Stored data entries:
....
PR #13952, opened 2026-08-25
fix(api): stop unprintable error messages collapsing responses into a bare 500

hengfeiyang:
## Problem

`api_fuzz_tests` (schemathesis) intermittently reported a 500 on
`POST /api/{org_id}/streams/{stream_name}` with the body
`failed to parse header value`.

That string is not ours — it is the `http` crate's `InvalidHeaderValue`
display. The chain:

- ~20 sites return `(StatusCode, [(ERROR_HEADER, format!(...))], Json(...))`,
  where the message interpolates user-supplied names (org, stream, **field
  type**).
- The failing payload carried `"type": "v^0K…"`. `HeaderValue` accepts
  only `b >= 32 && b != 127 || b == b'\t'`, so the control byte makes header
  construction fail.
- axum's `TryIntoHeaderError` then **discards the whole response** and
....
TASK STATEMENT:
One stretch of the lines above is wanted, from the line that contains "with the body" through the line that contains "- The failing". Output it exactly.

OUTPUT OF THE EXERCISE:
`POST /api/{org_id}/streams/{stream_name}` with the body
`failed to parse header value`.

That string is not ours — it is the `http` crate's `InvalidHeaderValue`
display. The chain:

- ~20 sites return `(StatusCode, [(ERROR_HEADER, format!(...))], Json(...))`,
  where the message interpolates user-supplied names (org, stream, **field
  type**).
- The failing payload carried `"type": "v^0K…"`. `HeaderValue` accepts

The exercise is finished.